» **Task**
Copy out, exactly as given, every line from the line with "thank you for" to the end of the listing, both of those lines included.
........
PR #1698, opened 2020-12-08
fix(lifecycle): start monitoring kicked off after saving event

emjburns:
**Problem**
We currently have two listeners for lifecycle events: one that saves the event (this is the "triggering event"), and one that saves the monitor instructions for that event. We're seeing some instances where the triggering event has not been saved when we try to monitor it. Because there is a foreign keys from the monitor table to the lifecycle event table, this causes problems. 

**Proposed solution**
I've changed the behavior slightly in this pr so that the lifecycle event is saved, and then a "start monitoring event" is published with that event's uid (which will be the foreign key in the monitoring table). This guarantees that the saving of the monitor event will happen only once the original event is saved. However, I've sort of 'leaked' the fact that we save the event with a uuid so that it's easier to save the monitor event. I feel this is fine but not great, and I'm happy to rethink it if anyone has suggestions.

### DIFF
--- a/keel-core/src/main/kotlin/com/netflix/spinnaker/keel/lifecycle/LifecycleEventHandler.kt
+++ b/keel-core/src/main/kotlin/com/netflix/spinnaker/keel/lifecycle/LifecycleEventHandler.kt
@@ -1,18 +1,27 @@
 package com.netflix.spinnaker.keel.lifecycle
 
+import org.springframework.context.ApplicationEventPublisher
 import org.springframework.context.event.EventListener
 import org.springframework.stereotype.Component
 
 /**
- * Receives lifecycle events and stores them
+ * Receives lifecycle events and stores them.
  */
 @Component
 class LifecycleEventHandler(
-  val repository: LifecycleEventRepository
+  val repository: LifecycleEventRepository,
+  val publisher: ApplicationEventPublisher
 ) {
 
+  /**
+   * Saves all lifecycle events.
+   * If they should be monitored, publish a [StartMonitoringEvent]
+   */
   @EventListener(LifecycleEvent::class)
   fun handleEvent(event: LifecycleEvent) {
-    repository.saveEvent(event)
+    val eventId = repository.saveEvent(event)
+    if (event.startMonitoring) {
+      publisher.publishEvent(StartMonitoringEvent(eventId, event))
+    }
   }
 }
--- a/keel-core/src/main/kotlin/com/netflix/spinnaker/keel/lifecycle/MonitoredTask.kt
+++ b/keel-core/src/main/kotlin/com/netflix/spinnaker/keel/lifecycle/MonitoredTask.kt
@@ -15,6 +15,7 @@ package com.netflix.spinnaker.keel.lifecycle
 data class MonitoredTask(
   val triggeringEvent: LifecycleEvent,
   val link: String,
+  val triggeringEventUid: String,
   val type: LifecycleEventType = triggeringEvent.type,
   val numFailures: Int = 0
 )
--- a/keel-sql/src/main/kotlin/com/netflix/spinnaker/keel/sql/SqlLifecycleMonitorRepository.kt
+++ b/keel-sql/src/main/kotlin/com/netflix/spinnaker/keel/sql/SqlLifecycleMonitorRepository.kt
@@ -1,11 +1,13 @@
 package com.netflix.spinnaker.keel.sql
 
+import com.fasterxml.jackson.databind.JsonMappingException
 import com.fasterxml.jackson.databind.ObjectMapper
 import com.fasterxml.jackson.module.kotlin.readValue
 import com.netflix.spinnaker.keel.lifecycle.LifecycleEvent
 import com.netflix.spinnaker.keel.lifecycle.LifecycleEventType
 import com.netflix.spinnaker.keel.lifecycle.LifecycleMonitorRepository
 import com.netflix.spinnaker.keel.lifecycle.MonitoredTask
+import com.netflix.spinnaker.keel.lifecycle.StartMonitoringEvent
 import com.netflix.spinnaker.keel.persistence.metamodel.Tables.LIFECYCLE_EVENT
 import com.netflix.spinnaker.keel.persistence.metamodel.tables.LifecycleMonitor.LIFECYCLE_MONITOR
 import com.netflix.spinnaker.keel.sql.RetryCategory.READ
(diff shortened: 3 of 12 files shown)


keel-core/src/main/kotlin/com/netflix/spinnaker/keel/lifecycle/LifecycleEventHandler.kt
```diff
@@ -1,18 +1,27 @@
...
+   * If they should be monitored, publish a [StartMonitoringEvent]
+   */
   @EventListener(LifecycleEvent::class)
   fun handleEvent(event: LifecycleEvent) {
-    repository.saveEvent(event)
+    val eventId = repository.saveEvent(event)
+    if (event.startMonitoring) {
+      publisher.publishEvent(StartMonitoringEvent(eventId, event))
+    }
   }
```
emjburns, line 26: now we publish a `StartMonitoringEvent` to kick off monitoring instead of relying on another handler to also be listening to `LifecyceEvent`s

keel-core/src/main/kotlin/com/netflix/spinnaker/keel/lifecycle/MonitoredTask.kt
```diff
@@ -15,6 +15,7 @@ package com.netflix.spinnaker.keel.lifecycle
 data class MonitoredTask(
   val triggeringEvent: LifecycleEvent,
   val link: String,
+  val triggeringEventUid: String,
   val type: LifecycleEventType = triggeringEvent.type,
   val numFailures: Int = 0
```
emjburns, line 20: We already store the triggering event uid, let's just return it here so we don't have to look it up again later!

keel-sql/src/main/kotlin/com/netflix/spinnaker/keel/sql/SqlLifecycleMonitorRepository.kt
```diff
@@ -77,62 +80,43 @@ class SqlLifecycleMonitorRepository(
         }
     }
```
emjburns, line 82: No longer needed since we just look up the uid from the database.

lorin (approved):
## My understanding

### Context

In the current implementation, there are two separate event listeners for `LifecycleEvent` evnts:

1. LifecycleEventHandler.handleEvent
2. LifecycleMonitorScheduler.onLifecycleEvent

Both event handlers write to the database. The first one writes to the `lifecycle_event` table and the second to the `lifecycle_monitor` table.

### Problem 

The second handler first does a lookup in the `lifecycle_event` table to get the primary key associated with the lifecycle event, using information encoded in the LifecycleEvent to look up the record. However, because Spring does not enforce ordering of event listeners, if the second listener fires first, it will query the database for a record that does not exist yet. The result is an exception with a stack trace that looks like this:

```
java.util.NoSuchElementException: List is empty.
  at kotlin.collections.CollectionsKt___CollectionsKt.first(_Collections.kt:212)
  at com.netflix.spinnaker.keel.sql.SqlLifecycleMonitorRepository$getUid$1.invoke(SqlLifecycleMonitorRepository.kt:91)
  at com.netflix.spinnaker.keel.sql.SqlLifecycleMonitorRepository$getUid$1.invoke(SqlLifecycleMonitorRepository.kt:21)
  at com.netflix.spinnaker.keel.sql.SqlRetry$sam$java_util_function_Supplier$0.get(SqlRetry.kt:-1)
  at io.github.resilience4j.retry.Retry.lambda$decorateSupplier$2(Retry.java:177)
  at io.vavr.control.Try.of(Try.java:75)
  at io.vavr.control.Try.ofSupplier(Try.java:92)
  at com.netflix.spinnaker.keel.sql.SqlRetry.withRetry(SqlRetry.kt:35)
  at com.netflix.spinnaker.keel.sql.SqlLifecycleMonitorRepository.getUid(SqlLifecycleMonitorRepository.kt:81)
  at com.netflix.spinnaker.keel.sql.SqlLifecycleMonitorRepository$save$1.invoke(SqlLifecycleMonitorRepository.kt:97)
  at com.netflix.spinnaker.keel.sql.SqlLifecycleMonitorRepository$save$1.invoke(SqlLifecycleMonitorRepository.kt:21)
  at com.netflix.spinnaker.keel.sql.SqlRetry$sam$java_util_function_Supplier$0.get(SqlRetry.kt:-1)
  at io.github.resilience4j.retry.Retry.lambda$decorateSupplier$2(Retry.java:177)
  at io.vavr.control.Try.of(Try.java:75)
  at io.vavr.control.Try.ofSupplier(Try.java:92)
  at com.netflix.spinnaker.keel.sql.SqlRetry.withRetry(SqlRetry.kt:24)
  at com.netflix.spinnaker.keel.sql.SqlLifecycleMonitorRepository.save(SqlLifecycleMonitorRepository.kt:96)
  at com.netflix.spinnaker.keel.lifecycle.LifecycleMonitorScheduler.onLifecycleEvent(LifecycleMonitorScheduler.kt:59)
  ```

### Proposed solution

Enforcing ordering of the logic in the two listeners by using two different event types: the first listener emits a new event type, StartMonitoringEvent, that is consumed by the second listener.

#### New concepts

* StartMonitoringEvent, a new event class that is distinct from LifecycleEvent.
 

#### Other changes

MonitoredTask now stores the UID of the triggering event database entry.


## Feedback


I like the strategy of enforcing ordering of events by emitting different event types: it makes the code easier to reason about.
In particular, I don't see a problem with exposing the UID in the business logic.

### Comments


#### LifecycleEvent.id

The LifecycleEvent class currently has an `id` field, with different semantics. I can imagine a casual code reader getting confused between the id and the uid. Not sure what to do about this.

#### Naming

The StartMonitoringEvent class is named after the desired behavior when the event is fired. Typically we name events based on what happened, not what we want to happen as a result of the event. I can't think of a good name, though.


### Questions not related to changes in the PR

What happens if the instance gets terminated after the first database write but before the second one? It looks like in that case keel will fail to monitor the lifecycle task (but the task itself will still happen).

emjburns:
@lorin thank you for your detailed review. Re your comments:

- I think having `id` and `uid` is fine, not great but fine. 
- Interesting comment about naming. I also can't think of something better.
- If the instance gets terminated in the middle we won't monitor. This has the same result of the current behavior (i.e. when we get the list empty, we don't monitor). I'm thinking we might need a way to backfill or remediate based on the number of events we've seen that monitoring got dropped because of the bug this pr is fixing. In that case, this would help. However, I don't have a solution yet.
........
» **Response box**
@lorin thank you for your detailed review. Re your comments:

- I think having `id` and `uid` is fine, not great but fine. 
- Interesting comment about naming. I also can't think of something better.
- If the instance gets terminated in the middle we won't monitor. This has the same result of the current behavior (i.e. when we get the list empty, we don't monitor). I'm thinking we might need a way to backfill or remediate based on the number of events we've seen that monitoring got dropped because of the bug this pr is fixing. In that case, this would help. However, I don't have a solution yet.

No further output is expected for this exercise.